While remaining optimistic is rarely a negative thing, being overly optimistic in the face of disparity can present a major barrier to progress. While it may be commonly believed that LGBTQ2S+ individuals are respected and accepted in Canada, in reality, they are nearly twice as likely to rate their overall happiness at or below a three out of ten.  

Furthermore, LGBTQ2S+ individuals are significantly more likely to feel that they have not achieved as much in life as they thought they would by now. Given the gap in those who agree, it is evident that the LGBTQ2S+ community is likely not being presented with the same opportunities, support systems, and resources as every other Canadian.

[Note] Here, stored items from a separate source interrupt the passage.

PR #791, opened 2026-07-27
[16.0][IMP] l10n_fr_siret: add get methods for siren/siret/nic

alexis-via:
add field is_france_country
Add consistency check between VAT and SIREN
Add hack to make SUPER PDP sandbox work

This is a full backport of all the changes introduced in l10n_fr_siret v18 for the RFE


njeudy (approved):
great ! ok for me

PR #793, opened 2026-08-07
[18.0][IMP] l10n_fr_siret: Disable checks in test mode

qgroulard:
Because Odoo core (at least) don't always use valid siret for unit tests.

See siret with invalid checksum used in [l10n_fr_pdp](https://github.com/odoo/odoo/blob/18.0/addons/l10n_fr_pdp/tests/common.py#L80).

### DIFF
--- a/l10n_fr_siret/models/res_partner.py
+++ b/l10n_fr_siret/models/res_partner.py
@@ -73,13 +73,22 @@ class Partner(models.Model):
             else:
                 rec.siret = False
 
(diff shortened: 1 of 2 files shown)


alexis-via:
I would prefer to make a PR to update the code of l10n_fr_pdp to use valid demo/test SIRET... at least we could try!

qgroulard:
Here it is: https://github.com/odoo/odoo/pull/281991

PR #796, opened 2026-08-13
[15.0][IMP] l10n_fr_siret: add get methods for siren/siret/nic

njeudy:
Backport to 15.0 of:

- 9e662b1a `[IMP] l10n_fr_siret: add get methods for siren/siret/nic`
- 78814017 `Fix res_partner.py: self.env._ is just _ in 16.0`

Adds on `res.partner`:

- `is_france_country`, computed from `res.company._get_france_country_codes()` (which
  exists on 15.0), mirroring the company field defined by `l10n_fr`;
- `_get_siren()`, `_get_siret()`, `_get_nic()`, each with a `raise_if_none` flag,
  including the SUPER PDP sandbox exception for the two non-checksummed demo SIRENs;
- a VAT ↔ SIREN consistency check in `_check_siret` (a French VAT number ends with the
  nine digits of the SIREN), and the matching `post_install` data migration, which now
  also recovers a SIREN from a too-long or partially valid SIRET instead of dropping it.

⚠️ As on 16.0, the new constraint rejects any partner carrying an inconsistent VAT/SIREN
pair on load, demo data included. The demo data of `l10n_fr_das2` and
`l10n_fr_intrastat_product` is fixed in the same commit, exactly as upstream.

Difference from the 16.0 commit: the partner form keeps its 15.0 layout — on this
version `l10n_fr_siret` still defines `company_registry` itself, and SIREN/NIC still sit
in an `oe_edit_only` div — so only the `is_france_country` condition and the read-only
SIRET on child contacts were added, not the 16.0 field rearrangement.

Why: the EN16931 / Factur-X stack reads the issuer's and customer's SIREN through these
helpers (BT-30, BT-47). This is the 15.0 half of a backport of the French e-invoicing
stack.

And to make matters worse, our survey finds that LGBTQ2S+ Canadians are over 4x more likely to have faced discrimination as a direct result of their gender, sexual identity, sexual attraction, or sexual orientation. So, while it may be nice to believe that our LGBTQ2S+ community is respected, accepted, and celebrated in Canada, understanding that there is still major room for improvement is a fundamental component to establishing the positive changes we still need to make.


Pride is as much about celebrating the LGBTQ2S+ community’s historic past as it is about paving the way for future generations to be afforded the same rights and freedoms as every other citizen, regardless of nationality. While Canada has made tremendous strides on paper, at the end of the day, there needs to be greater recognition amongst the general public that we need to continue to work towards equality and that everyone needs to do their part to respect and honour the LGBTQ2S+ community’s rights and freedoms in our nation. And, as our neighbours to the south continue to advance bills attacking LGBTQ2S+ rights and freedoms, it is more important than ever to stand with the LGBTQ2S+ community not only during times of celebration but also when your support and acceptance are needed most.


The survey was conducted with 1,750 Canadian adults from May 25 to 29, 2023. A random sample of panelists were invited to complete the survey from a set of partner panels based on the Lucid exchange platform. These partners are typically double opt-in survey panels, blended to manage out potential skews in the data from a single source.

The margin of error for a comparable probability-based random sample of the same size is +/- 2.343%, 19 times out of 20. The data were weighted according to census data to ensure that the sample matched Canada’s population according to age, gender, educational attainment, and region.

Totals may not add up to 100 due to rounding.